Misdemeanor domestic battery charges against Kallead were dropped 10 days after she was arrested and taken to a juvenile detention facility overnight. The charges had been dismissed when the girl and her mother returned for a court appearance Feb. 17.

Kallead, who is 4-foot-8, was fighting with her mother when police were called. Vaughan told officers they were arguing about the girl being late, and an older daughter called police.

"I said she had kicked me a couple of times and I had held her down," Vaughan said.

Vaughan told police her daughter was taking medication for emotional disorders and had been hospitalized for observation in the recent past.

She said she feared her daughter would run away or harm herself and hoped police could get her medical help. Instead, she said, police handcuffed the girl and put her in the car.

After Kallead slipped the cuffs to the front, police said they told her to put her arms behind her back but she became combative. One officer use a hold on her jaw and twisted her arm in a move designed to subdue a person but wrote in the report, "I feared further force on the suspect's arm would cause her harm, [due to her small size] so I disengaged the suspect."

That's when Officer G.A. Nelson used the Taser, according to the report.
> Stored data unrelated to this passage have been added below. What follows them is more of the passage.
Issue #3177, opened 2021-01-21
Issue labels


andrewgordstewart:
Recorded for posterity

```
💣 BREAKING CHANGE (#e57147) - fix or feature that would cause existing functionality to not work as expected
✨ enhancement     (#a2eeef) - change which adds new functionality
🐛 bug             (#d73a4a) - non-breaking change which fixes an issue
🧹  chore          (#bdc2b6) - tech debt, improved developer experience, etc
🐎  performance    (#3033F4) - either gas efficiency or computational efficiency
📖  documentation  (#0075ca) - Improvements or additions to documentation
🔒 security        (#191708) - requires two sets of eyes before merging
```

geoknee:
@andrewgordstewart the way things are setup, we are getting a new mention for this issue on every new PR :-/

geoknee:
@andrewgordstewart the way things are setup, we are getting a new mention for this issue on every new PR :-/

andrewgordstewart:
Let's find a more appropriate place to store this info. I put it in an info in a slight rush...

wunnaii:
Documented in notion https://www.notion.so/Team-working-agreements-2a95c926bb5642e5a5c42e4b74a9dd24#b304e56734a74dfbb341b8b4b27b1c0c

PR #3179, opened 2021-01-21
chore: export SingleThreadedWallet class from pkg, disable removeComments in tsconfig

geoknee:
# Description

https://github.com/statechannels/project-management/issues/28 calls for documenation of the server wallet design, mostly from an internal-developer perspective. I consider the API of the `Wallet` class as an important part of that documentation, as well as for public-facing documentation. I think it will be very useful for "App developers" (currently these are chiefly other members of our core team) to understand the purpose and responsibility of each API call they may want to make. 

This change is preparatory work for actually documenting the API using [TSDoc](https://tsdoc.org/). Some of this documentation is in place already, but very patchy.  This change will:
- Spur on a more comprehensive set of TSDoc comments, which have the advantage of enhancing[ intellisence in VSCode](https://code.visualstudio.com/docs/nodejs/working-with-javascript). I believe this has the potential to greatly reduce confusion, duplication and regressions in our code-base, by disseminating knowledge and design principles throughout the codebase. As an example, see #3180 . I can churn out a lot more, but will wait until the overall approach has the green light.
- Cause [this page to appear](https://6009614b7f8fd5c2c94b0585--nitro-protocol.netlify.app/typescript-api/server-wallet.singlethreadedwallet) in our docs website. It's automatically generated and reasonably pretty, and very easy to "show off" to those who are unfamiliar with the codebase
- Quiet a warning from the [`api-extractor`](https://api-extractor.com/) tool that is hooked into the `prepare` lifecycle of this package. I believe this is a great tool to help us "build better typescript packages", and we should mostly do what it recommends us to do :-). The recommendation has a good [justification](https://api-extractor.com/pages/messages/ae-forgotten-export/)

## [Optional] Changes
1. I also inserted `yarn` keyword in `docs-website`. This isn't really necessary so I can rewrite history to drop that commit. 

# How Has This Been Tested?
This change is tested via CI. The docs website successfully got built: meaning that the server-wallet package was successfully compiled, had it's api successfully extracted and documented, and the result was successfully included in a draft build of our docs website (see link above). 

# Checklist:

## Code quality
- [x] I have written clear commit messages
- [x] I have performed a self-review of my own code
- [ ] I have scoped this change as narrowly as possible
- [x] I have separated logic changes from refactor changes (formatting, renames, etc.)
- [x] I have commented my code wherever necessary
- [ ] I have added tests that prove my fix is effective or that my feature works
## Project management
[...]

PR #3181, opened 2021-01-21
Change DBAdmin to a collection of static functions

lalexgap:
# Description
Removes the DBAdmin property from the wallet and exposes it instead as a collection of static methods.

It is quite common to follow the pattern of using `dbAdmin` off the `wallet` to create or migrate databases:
```
const wallet = Wallet.create(someConfig);
wallet.dbAdmin().createDB();
wallet.dbAdmin().migrateDB();
```
However, this is dangerous as the `wallet` could happen to query the database before we get a chance to create the database. With the changes in #3148 we are now running into that situation.

The solution implemented here is to remove the `DBAdmin` property from the `wallet` and expose it separately. This discourages the pattern of manipulating the database before instantiating the wallet.

I have also switched `DbAdmin` to a collection of static methods instead of an object. This removes any concerns about managing the lifetime of a `DBAdmin` object. 

For each type of operation (like createDatbase), there are two functions. 
1. One takes in a wallet config and uses the database connection for the creation/migration/etc
2. One takes in a knex instance uses that for the creation/migration/etc

## Shortcomings
- Currently, I'm exporting DbAdmin as a class with static members instead of a module of functions due to api-generator not working with something like `export * as DBAdmin from '../db-admin`
- For migrating and truncating methods that take in a config create and then destroy a `knex` instance. This is probably not too performant.

 # How Has This Been Tested?
These functions are used across our test suites so I am relying on those tests to catch any issues. No new tests have been introduced.

# Checklist:
- [ ] I have updated the graph repository to work with this change. 
## Code quality
## Project management

### DIFF
--- a/packages/server-wallet/server-wallet.api.md
+++ b/packages/server-wallet/server-wallet.api.md
@@ -78,13 +78,13 @@ export type DatabasePoolConfiguration = {
 
 // @public
 export class DBAdmin {
-    static createDatabase(config: ServerWalletConfig): Promise<void>;
+    static createDatabase(config: IncomingServerWalletConfig): Promise<void>;
     static createDatabaseFromKnex(knex: Knex): Promise<void>;
-    static dropDatabase(config: ServerWalletConfig): Promise<void>;
+    static dropDatabase(config: IncomingServerWalletConfig): Promise<void>;
     static dropDatabaseFromKnex(knex: Knex): Promise<void>;
-    static migrateDatabase(config: ServerWalletConfig): Promise<void>;
+    static migrateDatabase(config: IncomingServerWalletConfig): Promise<void>;
     static migrateDatabaseFromKnex(knex: Knex): Promise<void>;
-    static truncateDatabase(config: ServerWalletConfig, tables?: string[]): Promise<void>;
+    static truncateDatabase(config: IncomingServerWalletConfig, tables?: string[]): Promise<void>;
     static truncateDataBaseFromKnex(knex: Knex, tables?: string[]): Promise<void>;
 }
 
--- a/packages/server-wallet/server-wallet.api.md
+++ b/packages/server-wallet/server-wallet.api.md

Mackesy said he called for an internal police investigation the same week that the incident happened. It is not yet complete, he said.

"The reason I did that is because of the age and size of the suspect," he said. "Just because she was small does not mean she was frail."

The Sheriff's Office suspended the use of Tasers Feb. 22 following public pressure about their use. The department spent $1.8 million for 1,800 of the devices and began widespread deployment before the Super Bowl Feb. 6.

Rutherford, who took a full jolt from a Taser in January to demonstrate his faith in their safety, also planned to equip school resource officers with the weapons.

The Sheriff's Office has suspended their use until a more detailed policy and training program are created.